◆ **Material shown**:
PR #106, opened 2025-04-20
Refactor handling of custom move parameters

AlphaKretin:
Externalise input and state to the component for rendering move details in the calculator

Look at all those unknowns! Is there a better way to do this?


AlphaKretin:
I'm quite a bit happier with this, I think. Less clutter in unrelated files. Of course now we just need to resolve all these conflicts...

◆ **Try it**:
Show the lines in the entries above that include the string "this".

◆ **Answer to the exercise**:
Look at all those unknowns! Is there a better way to do this?
I'm quite a bit happier with this, I think. Less clutter in unrelated files. Of course now we just need to resolve all these conflicts...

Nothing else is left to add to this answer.